I am getting a 6 Gallon batch of homemade Orange wine going. I am
picking the oranges tomorrow and getting it started over the new year,
just curious if anyone has had luck with this. Are there any tips
or pointers anyone can give me? I have made a few kit wines
before, this is my first attempt with fresh fruit. Thanks!


----------



## greenbean (Jan 4, 2005)

Florida,

Wish I could help but I've never made a
citus wine before. Keep us informed and let us know how it comes out.


----------



## RKinzle (Jan 10, 2005)

this may seem like common sense but I am new at this and was told that if you are using fresh citrus fruit, make sure you take in consideratino the fact that fresh citrus naturally has a higher acidic level


----------



## Triplecord (Feb 1, 2005)

Fl,


I started a couple batches of tangerine wine about the same time, so this is a little late.

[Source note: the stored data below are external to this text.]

Issue #1848, opened 2024-08-30
Bus.send_periodic() should not start automatically


SWolfSchunk:
### Is your feature request related to a problem? Please describe.
I am writing an UI with a button to start and stop a can send task that initially should not send. Stopping the task immediately after creating leads to a single sending of the message(s).

### Describe the solution you'd like
 An optional kwarg eg. "start_on_init: bool = True" would help out here to keep backward compatibility and i could set it to False.

### Describe alternatives you've considered
There is no alternative else than changing the package itself in broadcastmanager.py and commenting out self.start() in __init__ of ThreadBasedCyclicSendTask.

### Additional context
I have no additional context so far

PR #1853, opened 2024-09-06
Add autostart option to BusABC.send_periodic() to fix issue #1848

SWolfSchunk:
I have fixed my own issue #1848

### DIFF
--- a/can/interfaces/socketcan/socketcan.py
+++ b/can/interfaces/socketcan/socketcan.py
@@ -350,13 +350,13 @@ class CyclicSendTask(
 
         self.bcm_socket = bcm_socket
         self.task_id = task_id
-        self._tx_setup(self.messages, send=autostart)
+        if autostart:
+            self._tx_setup(self.messages)
 
     def _tx_setup(
         self,
         messages: Sequence[Message],
         raise_if_task_exists: bool = True,
-        send: bool = True,
     ) -> None:
         # Create a low level packed frame to pass to the kernel
         body = bytearray()
@@ -380,9 +380,7 @@ class CyclicSendTask(
         for message in messages:
             body += build_can_frame(message)
         log.debug("Sending BCM command")
-
-        if send:
-            send_bcm(self.bcm_socket, header + body)
+        send_bcm(self.bcm_socket, header + body)
 
     def _check_bcm_task(self) -> None:
         # Do a TX_READ on a task ID, and check if we get EINVAL. If so,
--- a/can/interfaces/socketcan/socketcan.py
+++ b/can/interfaces/socketcan/socketcan.py
@@ -813,6 +813,7 @@ class SocketcanBus(BusABC):  # pylint: disable=abstract-method
         msgs: Union[Sequence[Message], Message],
         period: float,
         duration: Optional[float] = None,
+        autostart: bool = True,
         modifier_callback: Optional[Callable[[Message], None]] = None,
     ) -> can.broadcastmanager.CyclicSendTaskABC:
         """Start sending messages at a given period on this bus.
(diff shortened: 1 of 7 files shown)


hardbyte (approved):
Seems reasonable

SWolfSchunk:
It seems like the test "testProducerConsumer" fails randomly on random pypy versions (3.9, 3.10) on random platforms (windows here so far, but other requests show the same behavior on ubuntu and macos).
I can not appraise if it is really a problem depending on the changes of other requests but here i am sure it is not coming from the changes I made. Maybe I should open a bug report fort that but maybe this is a problem of the threading implementation of pypy?

zariiii9003:
The autostart parameter is ignored by socketcan and ixxat, right? This should either be fixed or documented.
And yes, the PyPy tests are flaky, it's probably not related to your changes.

can/interfaces/socketcan/socketcan.py
```diff
@@ -823,13 +824,16 @@ def _send_periodic_internal(
         :class:`CyclicSendTask` within BCM provides flexibility to schedule
         CAN messages sending with the same CAN ID, but different CAN data.
 
-        :param messages:
+        :param msgs:
```
grant-allan-ctct, line 827: 👍

zariiii9003:
> No that's not right the autostart parameter is not ignored by neither socketcan nor ixxat. 

Your change only affects the thread-based fallback. However, the socketcan broadcast manager start immediately.

SWolfSchunk:
Hopefully I have fixed the missing parts now. Thanks for your hint @zariiii9003 .
I am still not sure about the changes for socketcan devices.
From how i read the code of its CyclicSendTask.__init__() instead of other devices they where not autostarting before why i set the default value to autostart=False in this case for backward compatibility.

can/interfaces/socketcan/socketcan.py
```diff
@@ -376,7 +380,9 @@ def _tx_setup(
         for message in messages:
             body += build_can_frame(message)
         log.debug("Sending BCM command")
-        send_bcm(self.bcm_socket, header + body)
+
+        if send:
```
zariiii9003, line 384: I think this check should be in some other place, but the whole class needs some refactoring. I'll fix this later.

can/interfaces/socketcan/socketcan.py
```diff
@@ -823,13 +830,16 @@ def _send_periodic_internal(
...
+        :param msgs:
             The message(s) to be sent periodically.
         :param period:
             The rate in seconds at which to send the messages.
         :param duration:
             Approximate duration in seconds to continue sending messages. If
             no duration is provided, the task will continue indefinitely.
+        :param autostart:
+            If True (the default) the sending task will immediately start after creation.
+            Otherwise, the task has to be started by calling start() on it.
```
zariiii9003, line 842: Same as above, `start()` should be linked.

zariiii9003 (changes requested):

can/interfaces/socketcan/socketcan.py
```diff
@@ -349,10 +350,13 @@ def __init__(
...
         self.task_id = task_id
-        self._tx_setup(self.messages)
+        self._tx_setup(self.messages, send=autostart)
 
     def _tx_setup(
-        self, messages: Sequence[Message], raise_if_task_exists: bool = True
+        self,
+        messages: Sequence[Message],
+        raise_if_task_exists: bool = True,
+        send: bool = True,
```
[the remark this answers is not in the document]
SWolfSchunk: To make everything clearer I have had a closer look at the code and decided to guard the whole  call of self._tx_setup() with if autostart to remove the send parameter as the name autostart would not really fit.
I also think that the name of the _tx_setup() should be changed to make clearer what it really does.

can/interfaces/socketcan/socketcan.py
SWolfSchunk: Se the comment above

zariiii9003 (approved):

zariiii9003:
Thank you 👍

PR #1858, opened 2024-09-12
Faster Message string representation

pierreluctg:
Improved the speed of data conversion to hex string.
This also as a result improves the `can.Printer` logger performance.

### Main Branch
```
$ python -m timeit -s "import can" "str(can.Message(data=(_ for _ in range(64))))"
20000 loops, best of 5: 14.7 usec per loop
```

### This PR
```
$ python -m timeit -s "import can" "str(can.Message(data=(_ for _ in range(64))))"
100000 loops, best of 5: 3.47 usec per loop
```


zariiii9003 (approved):

felixdivo (approved):
🥳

The receipe I used cautioned about cleaning the pith from the fruit. I have not found a real good description of what the pith really is in citrus fruit, but if it is EVERYTHING white and stringy, it will be very hard to remove all of it. Not removing all (or enough) of the pith is suposed to make the wine bitter. Anyway, here is a link to an orange wine receipe that may be of some help.


http://winemaking.jackkeller.net/reques33.asp


----------



## geocorn (Feb 1, 2005)

Triplecord,


You are correct about the pith being the white part of the rind. It is very bitter, so the more of it you remove, the better your wine will taste.


----------



## Hippie (Mar 1, 2005)

Ditto what has already been said. I can only add that you should always sweeten citrus wines to taste, and not SG. Don't forget to stabilize first with sulphite and sorbate.


----------



## MedPretzel (Mar 1, 2005)

What does it taste like? Is this something I would like?


----------



## Hippie (Mar 1, 2005)

I don't think you would like it, Martina, because one must sweeten it up to mask the high acidity. Maybe not too sweet, however. Orange makes a very good dessert wine.


----------



## MedPretzel (Mar 1, 2005)

Well, I once made a "hard lemonade" and loved it because it was so sour. Is it like that?


----------



## Hippie (Mar 1, 2005)

No. And probably not near as good as yours.


----------



## MedPretzel (Mar 2, 2005)

Hahaha, thanks, Glenvall. You are too kind! I think I'm going to have to start a new 3-gallon batch this spring. It's practically all gone already.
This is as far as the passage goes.